The Roles of Vitamin A in the Body: Maintaining Our Vision

By February 18, 2014Nutrient Profiles

EyeVitamin A is the name of a group of fat-soluble antioxidant compounds. Two forms of the vitamin are available in the human diet: Retinoids, which are found in animal products and can be directly used by the body, and carotenoids (of which beta-carotene is the most important), which are found in plant foods and need to be converted into retinol by the body after the food is ingested.

What Vitamin A Does for Us

Maintains vision – Vitamin A is best-known for boosting our eyesight, and for good reason. When light hits the retina (the light-sensitive membrane covering the back wall of the eyeball), retinol is converted to retinal, which is then transported to rod cells. In these cells, retinal binds to a protein called opsin, altering its shape and generating nerve impulses. These nerve impulses then send signals to the brain regarding the objects in our visual field. Finally, retinal is converted back to retinol, and the cycle ends.

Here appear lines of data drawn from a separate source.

PR #67994, opened 2023-09-03
Updated camp help to reflect removal of bed restrictions on expansion

PatrikLundell:
#### Summary

None

#### Purpose of change

As per the title.
It was pointed out this hadn't been done when the restrictions were lifted.

#### Describe the solution

Update the description texts to match the current state.

#### Testing

Started the game with a save and asked the companion about camps to look at all the descriptions to see that they seem to be OK. Cannot guarantee the set available in the game is the one in the file, though...
Also noted a formatting error on point 7 of the changes topic, so I added that blank character without actually testing it afterwards.

#### Additional context

- A number of camps talk about immediate access to cooking. Is that still true after the ability to contain fire on standard stoves was removed?
- Does the sealab base camp still exist? I don't recall seeing it on my trips through facilities.


PatrikLundell:
I'll disregard the dictionary complaint about "blacksmithy" as that's not something I've added.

Without vitamin A-sourced retinal, our bodies wouldn’t be able to continue this cycle and our eyesight would rapidly degenerate. In fact, one of the earliest symptoms of a vitamin A deficiency is night blindness, or an ability to see in low light conditions. Therefore, the time-honored statement about carrots helping us see in the dark is actually true: Being rich in vitamin A (beta-carotene), carrots supply our bodies with the retinol needed to maintain our vision.

Antioxidant properties – Like vitamin C and vitamin E, vitamin A is an antioxidant that guards us from the cell-damaging effects of free radicals (rogue atoms or atomic groups). Consequently, a large number of degenerative diseases linked to unchecked free radical activity, such as cancer, arthritis, and macular degeneration, can be prevented or even treated with these important antioxidants.

Supports the immune system – The retinol form of vitamin A helps maintain the function of the cells that comprise our body’s first barrier against infection: The skin and lining that covers the digestive, respiratory, and urinary tracts. Additionally, our bodies also need vitamin A for the formation and activation of white blood cells, which are the cells of the immune system that are involved in defending our bodies from infectious diseases and foreign materials. For this reason, a body lacking in vitamin A will suffer from a compromised immune system, resulting in chronic infections.

Aids gene transcription – Our genes contain the code for vital proteins our bodies need to maintain its countless day-to-day functions. However, when these proteins are needed, the genetic code first needs to be transcribed – an action that our bodies heavily regulate. Studies have shown, however, that the retinoic acid form of vitamin A helps to regulate this rate of gene transcription, meaning that vitamin A helps maintain the entire daily functioning of our body.

Recommended Daily Intake

The recommended daily intake (RDI) of vitamin A is 900 micrograms in adult men and 700 micrograms in adult women. Dietary sources of vitamin A are far superior to supplemental sources, and meeting our RDI of vitamin A through diet isn’t difficult. In fact, vitamin A deficiencies in the developed world are rare.

Foods that are rich in retinoids include fish, fish oil, eggs, raw milk, and meat. Foods that are rich in carotenoids include sweet potato, pumpkin, spinach, kale, carrots, and squash.